_Problem to work on_.
Read the data, and whenever a line holds the word "path", report that line.

Records shown Block Start

PR #3752, opened 2015-03-25
(maint) Cover logs generated by ensure file type

MikaelSmith:
Without this commit, the File type has no tests that verify the logs
generated when the state is changed.

Add tests that verify the logs generated when
- creating a new file
- overwriting an existing file
- removing a file

PR #3787, opened 2015-04-06
(PUP-4231) Cover logs generated by ensure => present in file type

whopper:
This commit adds spec tests to cover 'ensure => present' for
the file type.

Note: This PR is rebased on top of https://github.com/puppetlabs/puppet/pull/3752, and should be merged afterwards.

### DIFF
--- a/spec/integration/type/file_spec.rb
+++ b/spec/integration/type/file_spec.rb
@@ -93,6 +93,43 @@ describe Puppet::Type.type(:file), :uses_checksums => true do
     expect(Puppet::FileSystem.exist?(source)).to be_falsey
   end
 
+  describe "when ensure is present using an empty file" do
+    before(:each) do
+      catalog.add_resource(described_class.new(:path => path, :ensure => :present, :backup => :false))
+    end
+
+    context "file is present" do
+      before(:each) do
+        FileUtils.touch(path)
+      end
+
+      it "should do nothing" do
+        report = catalog.apply.report
+        expect(report.resource_statuses["File[#{path}]"]).not_to be_failed
+        expect(Puppet::FileSystem.exist?(path)).to be_truthy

Records shown Block End

_Written answer_.
+      catalog.add_resource(described_class.new(:path => path, :ensure => :present, :backup => :false))
+        FileUtils.touch(path)
+        expect(report.resource_statuses["File[#{path}]"]).not_to be_failed
+        expect(Puppet::FileSystem.exist?(path)).to be_truthy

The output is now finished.